Increasing fuel demands and decreasing fossil fuel reserves have renewed focus on previously neglected alternative and renewable fuel resources such as biogas, bitumen, and waste coal. Utilizing these resources, however, is technically and economically challenging due to high levels of contaminants such as sulfur. For instance, biogas desulfurization costs can be as high as 30% of its energy value, and standard biogas utilization systems generate hundreds of tons of sulfur-laden waste annually.
Biogas is the gas-phase product of the anaerobic digestion of organic matter, and it typically contains 50-75 vol. % methane (CH4), 25-40 vol. % carbon dioxide (CO2), 2-7 vol. % water vapor, and <2 vol. % oxygen and various contaminants including hydrogen sulfide (H2S), mercaptans, ammonia (NH3), halogenated species, and siloxanes. Biogas is commonly referred to by other names including swamp gas, landfill gas (LFG), and digester gas. When the composition of biogas is upgraded to a higher standard of purity, it is commonly referred to as renewable natural gas or biomethane.

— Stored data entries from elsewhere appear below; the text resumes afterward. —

PR #3322, opened 2025-03-12
feat: introduce reputation in PeerManager

s-tikhomirov:
# Description

This PR moves and adapt the logic related to client-side reputation (in the context of Lightpush) to the PeerManager. This logic has been developed in the Lightpush context (see https://github.com/waku-org/nwaku/pull/3293), now it needs to be moved over to peer manager (to avoid tight coupling with Lightpush) and perhaps generalized.

# Changes

- [x] modify `selectPeer` in the peer manager such that, if reputation is enabled, bad-reputation peers are not selected;
- [x] adjust tests to reflect this logic.

### DIFF
--- a/waku/incentivization/reputation_manager.nim
+++ b/waku/incentivization/reputation_manager.nim
@@ -28,6 +28,8 @@ proc getReputation*(manager: ReputationManager, peer: PeerId): Option[bool] =
   else:
     result = none(bool)
 
+### Lightpush-specific functionality ###
+
 # Evaluate the quality of a LightPushResponse by checking its status code
 proc evaluateResponse*(response: LightPushResponse): ResponseQuality =
   if response.statusCode == LightpushStatusCode.SUCCESS.uint32:
@@ -35,7 +37,7 @@ proc evaluateResponse*(response: LightPushResponse): ResponseQuality =
   else:
     return BadResponse
 
-# Update reputation of the peer based on the quality of the response
+# Update reputation of the peer based on LightPushResponse quality
 proc updateReputationFromResponse*(
     manager: var ReputationManager, peer: PeerId, response: LightPushResponse
 ) =
--- a/waku/waku_lightpush/client.nim
+++ b/waku/waku_lightpush/client.nim
@@ -23,9 +23,7 @@ type WakuLightPushClient* = ref object
   publishObservers: seq[PublishObserver]
 
 proc new*(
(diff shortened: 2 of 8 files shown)


waku/incentivization/reputation_manager.nim
```diff
@@ -28,14 +28,16 @@ proc getReputation*(manager: ReputationManager, peer: PeerId): Option[bool] =
...
     result = none(bool)
 
+### Lightpush-specific functionality ###
+
 # Evaluate the quality of a LightPushResponse by checking its status code
 proc evaluateResponse*(response: LightPushResponse): ResponseQuality =
   if response.statusCode == LightpushStatusCode.SUCCESS.uint32:
     return GoodResponse
   else:
     return BadResponse
```
SionoiS, line 38: We'll need a more generic way of doing this, eventually.

waku/waku_lightpush/client.nim
```diff
@@ -57,29 +46,31 @@ proc sendPushRequest(
     buffer = await connection.readLp(DefaultMaxRpcSize.int)
   except LPStreamRemoteClosedError:
     error "Failed to read responose from peer", error = getCurrentExceptionMsg()
-    if wl.reputationManager.isSome:
-      wl.reputationManager.get().setReputation(peer.peerId, some(false))
+    if wl.peerManager.reputationManager.isSome:
+      wl.peerManager.reputationManager.get().setReputation(peer.peerId, some(false))
```
SionoiS, line 50: Fine for now but in the future if we decide to have a standalone `reputationManager` we could use `AsyncQueue` as a communication channel.

SionoiS (commented):
So far so good.

Maybe one more comment about workflow.

Since this work is pretty experimental I would not bother with tests until later. Say you don't like the code ATM and end up changing it 4 times are you also going to change the tests 4 times?

I write tests when the code is in a good shape and all the parts should work in theory.

It's up to you. I know some people swear by test driven development.

waku/incentivization/reputation_manager.nim
s-tikhomirov: Sure. By generic you mean supporting evaluation of responses of other protocols?

SionoiS: > Sure. By generic you mean supporting evaluation of responses of other protocols?

Yes and also avoid importing types from other part of the code.

PR #3326, opened 2025-03-13
fix: waku sync 2.0 codecs ENR support

SionoiS:
# Description
Removes the old waku sync 1.0 codec and replace it with reconciliation in the ENR capability list.

A workaround for this bug https://github.com/waku-org/nwaku/issues/3324


gabrielmer (approved):
Thank you!

jm-clius (approved):

PR #3329, opened 2025-03-17
fix:lightppush v3 not returning relayed peers count

NagyZoltanPeter:
# Description

During presentation prep I noticed with lightpush v3 rest api always returns 0 as relayed peers even if with success.
This should not be the case.

# Changes

- [x] Added missing lightpush response embedding relyed peer count

## How to test

1. send successful lightpush v3 with rest
2. relayPeerCount must be greater than 0


Ivansete-status (approved):
LGTM! Thanks for it! :100:

gabrielmer (approved):
LGTM, thank you!

PR #3331, opened 2025-03-19
chore: enable filter and lightpush REST endpoints without having filternode/lightpushnode configured

NagyZoltanPeter:
# Description

From https://github.com/waku-org/nwaku/issues/3288 and from Build with Waku presentation it is obvious misleading usage of configuration that REST endpoints of lightpush and filter are only available if --lightpushnode/--filternode arguments are defined.

As lightpush/filter clients are always mounted and can handle service peers from other sources there no reason to restrict respective REST endpoints availability connected to filternode and lightpushnode cli arguments -they can accelerate accessing service nodes from the client side. Still, they shall not be mandatory as discovery methods can provide suitable peers.

# Changes

- [X] Removed check for `filternode` before initializing /filter endpoints
- [X] Removed check for `lightpushnode` before initializing /lightpush endpoints

## How to test

1. Start a node with discovery enabled but no relay or other services
1. Issue filter ping with REST. It should not say "REST endpoint not available" but either No service peers or no subscription found.
1. Same with lightpush.

## Issue
https://github.com/waku-org/nwaku/issues/3288

### DIFF
--- a/waku/waku_api/rest/builder.nim
+++ b/waku/waku_api/rest/builder.nim
@@ -148,7 +148,7 @@ proc startRestServerProtocolSupport*(
       "/relay endpoints are not available. Please check your configuration: --relay"
 
   ## Filter REST API
-  if conf.filternode != "" and node.wakuFilterClient != nil:
+  if node.wakuFilterClient != nil:
     let filterCache = MessageCache.init()
 
     let filterDiscoHandler =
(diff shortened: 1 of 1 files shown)


Ivansete-status (approved):
LGTM! Thanks for it! :100: 

Just a question. In the PR's description:

> they can help but not mandatory to access filter and lightush clients

..do you mean "access filter and lightush service nodes" ? ( maybe I'm missing something .)

NagyZoltanPeter:
> LGTM! Thanks for it! 💯
> 
> Just a question. In the PR's description:
> 
> > they can help but not mandatory to access filter and lightush clients
> 
> ..do you mean "access filter and lightush service nodes" ? ( maybe I'm missing something .)

Yes, you're right, I was not precise.
Correctly it would be: `... they can accelerate accessing service nodes from client side, but shall not be mandatory as discovery methods can provide suitable peers.`

PR #3332, opened 2025-03-19
fix: filter out ephemeral msg from waku sync

SionoiS:
## Description
Ephemeral messages were not being filtered out and caused problem when they were not present to be fetched from the db.

Thanks to @Ivansete-status for noticing this bug.

## Issue


Ivansete-status (approved):
LGTM! Thanks for it! :100:

jm-clius (approved):
Ah, happy this was caught. :)

PR #3333, opened 2025-03-19
chore: Make /debug REST endpoints /version and /info available as root

NagyZoltanPeter:
# Description

To make more convenient to use /version and /info REST API endpoints made available right under root instead of /debug/v1/...

Old endpoint are still available but shall be removed after few release as adaptation period.


gabrielmer (approved):
LGTM!

Ivansete-status (approved):
Awesome thanks! The simpler the better! :raised_hands:

PR #3334, opened 2025-03-19
fix: apply latest nph formating

SionoiS:
# Description

Some files had to be updated.

Otherwise CI would complain about formating


gabrielmer (approved):
Thank you!

PR #3337, opened 2025-03-20
fix:  waku sync timing

SionoiS:
# Description
Because of the async nature of the waku sync code, missing messages were sent before the differences could be computed by the other node.

I removed some async parts of the code so that the reconciliation payload is always sent before anything else.

N.B. I also removed the limit on the queues because the async `addLast` was waiting on available space, that is no longer the case and could raise if no space.


jm-clius (approved):

gabrielmer (approved):
LGTM

PR #3341, opened 2025-03-27
fix: docker gives warning while building 

chaitanyaprem:
# Description
when i try to build docker image in my macos, it gives a warning due to incorrect case usage. 
fixed wherever i have noticed.

` => WARN: FromAsCasing: 'as' and 'FROM' keywords' casing do not match (line 30)                                                                                       0.0s
`


gabrielmer (approved):
Thank you!

Ivansete-status (approved):
wow that's super picky hahaha
Thanks !

chaitanyaprem:
> wow that's super picky hahaha Thanks !

well, this message confused me while debugging why image generation is failing as this was being shown as last statement when  `make docker-image` fails. So,wanted to address it :)

PR #3346, opened 2025-03-29
feat: introduce `preset` option

fryorcraken:
# Description

Introduce `--preset` configuration to explicitly override a set of config value based on the target Waku network (e.g. TWN, Status, Railgun).
Adding more preset will be done in separate PR.
Overwriting config from cluster-id will be deprecated as a second step.

# Changes

- [x] introduce `--preset` config option
- [x] introduced tests for config matters

# How to test

1. Run `wakunode2` with `--preset=twn` and confirms it can connect to The Waku Network
2. Run `wakunode2` with `--cluster-id=1` and confirms it can **still** connect to The Waku Network (to be deprecated)
3. Run `wakunode2` with Status network parameters and cofirm it can still connect to Status network

## Notes

A redo of #2859 but with a smaller scope.
I added a number of TODO that I will address in follow-up PRs.

### DIFF
--- a/waku/factory/external_config.nim
+++ b/waku/factory/external_config.nim
@@ -148,7 +148,7 @@ type WakuNodeConf* = object
     ## General node config
     preset* {.
       desc:
-        "Network preset to use. 'default' is The RLN-protected Waku Network (cluster 1).",
+        "Network preset to use. 'twn' is The RLN-protected Waku Network (cluster 1).",
       defaultValue: "",
       name: "preset"
     .}: string
--- a/waku/factory/external_config.nim
+++ b/waku/factory/external_config.nim
@@ -76,7 +76,7 @@ type WakuNodeConf* = object
   .}: EthRpcUrl
 
   rlnRelayEthContractAddress* {.
-    desc: "Address of membership contract on an Ethereum testnet",
+    desc: "Address of membership contract on an Ethereum testnet.",
     defaultValue: "",
     name: "rln-relay-eth-contract-address"
   .}: string
@@ -100,6 +100,7 @@ type WakuNodeConf* = object
     name: "rln-relay-eth-private-key"
   .}: string
 
+  # TODO: Remove "Default is" when it's already visible on the CLI
   rlnRelayUserMessageLimit* {.
     desc:
       "Set a user message limit for the rln membership registration. Must be a positive integer. Default is 1.",
@@ -145,6 +146,12 @@ type WakuNodeConf* = object
     .}: seq[ProtectedShard]
 
     ## General node config
+    preset* {.
+      desc: "Network preset to use." & "Must be one of 'default', ''",
+      defaultValue: "",
+      name: "preset"
+    .}: string
+
     clusterId* {.
       desc:
         "Cluster id that the node is running in. Node in a different cluster id is disconnected.",
@@ -276,7 +283,7 @@ hence would have reachability issues.""",
     .}: bool
 
     rlnRelay* {.
-      desc: "Enable spam protection through rln-relay: true|false",
+      desc: "Enable spam protection through rln-relay: true|false.",
       defaultValue: false,
       name: "rln-relay"
     .}: bool
@@ -287,7 +294,7 @@ hence would have reachability issues.""",
     .}: Option[uint]
 
     rlnRelayDynamic* {.
-      desc: "Enable  waku-rln-relay with on-chain dynamic group management: true|false",
+      desc: "Enable  waku-rln-relay with on-chain dynamic group management: true|false.",
       defaultValue: false,
       name: "rln-relay-dynamic"
     .}: bool
@@ -311,7 +318,8 @@ hence would have reachability issues.""",
     .}: string
 
     rlnRelayBandwidthThreshold* {.
-      desc: "Message rate in bytes/sec after which verification of proofs should happen",
+      desc:
+        "Message rate in bytes/sec after which verification of proofs should happen.",
       defaultValue: 0, # to maintain backwards compatibility
       name: "rln-relay-bandwidth-threshold"
     .}: int
@@ -327,6 +335,7 @@ hence would have reachability issues.""",
       name: "keep-alive"
     .}: bool
 
+    # TODO: This is trying to do too much, this should only be used for autosharding, which itself should be configurable
     # If numShardsInNetwork is not set, we use the number of shards configured as numShardsInNetwork
     numShardsInNetwork* {.
       desc: "Number of shards in the network",
@@ -590,7 +599,7 @@ with the drawback of consuming some more bandwidth.""",
 
     ## Discovery v5 config
     discv5Discovery* {.
-      desc: "Enable discovering nodes via Node Discovery v5",
+      desc: "Enable discovering nodes via Node Discovery v5.",
       defaultValue: false,
       name: "discv5-discovery"
     .}: bool
--- a/waku/factory/external_config.nim
+++ b/waku/factory/external_config.nim
@@ -147,7 +147,8 @@ type WakuNodeConf* = object
 
     ## General node config
     preset* {.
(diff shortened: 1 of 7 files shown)


fryorcraken:
Mac test fail is RLN related so I don't think it's me :)


```
  [FAILED ] (  95.9s) clearNullifierLog: should clear epochs > MaxEpochGap[0m
```

Ivansete-status (commented):
Thanks for it! Some comments so far.

In general, I would avoid adding an additional parameter.

I think we need to make sure the CLI passed properly override the implicitly set of parameters.

For example, when passing `rlnRelayEthContractAddress` CLI should override the implicit value that happens when clusterId==1.

waku/factory/node_factory.nim
```diff
@@ -265,6 +258,7 @@ proc setupProtocols(
 
   if conf.numShardsInNetwork == 0:
     warn "Number of shards in network not configured, setting it to",
+      # TODO: If not configured, it mounts 1024 shards! Make it a mandatory configuration instead
```
gabrielmer, line 261: I think we didn't want to make it a mandatory configuration and chose a default value so it works out of the box for everyone and if someone needs a different value they can change it. But I guess if someone doesn't want to use a preset and has to set up everything manually, then it's ok to make them set up the number of shards in the network.

We got to the 1024 default here: https://github.com/waku-org/nwaku/pull/2997#discussion_r1741720714

waku/factory/node_factory.nim
```diff
@@ -482,18 +476,11 @@ proc startNode*(
   return ok()
 
 proc setupNode*(
-    conf: WakuNodeConf, rng: ref HmacDrbgContext = crypto.newRng(), relay: Relay
+    conf: WakuNodeConf,
+    key: crypto.PrivateKey,
```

Biogas is produced in significant amounts. According to the EPA, “the largest methane emissions come from the decomposition of wastes in landfills, ruminant digestion and manure management associated with domestic livestock, natural gas and oil systems, and coal mining. It is estimated that some 686.3 million CO2-equivalent tons of methane were released in the United States in 2009 with landfills accounting for 117 million tons and waste water treatment plants accounting for 24.5 million tons. The total greenhouse gas emissions from biogas are approximately twice those numbers considering the large amount of CO2 present in biogas as described above. Because of its large emission volume and the presence of toxic contaminants such as H2S and NH3, biogas is a significant pollutant that is subject to various Federal regulations. Although biogas is environmentally problematic, it is also an important alternative energy source. With a Lower Heating Value (LHV) ranging from 25 to 37.5 MJ/kg depending on its methane concentration, biogas has been classified as a medium-BTU fuel.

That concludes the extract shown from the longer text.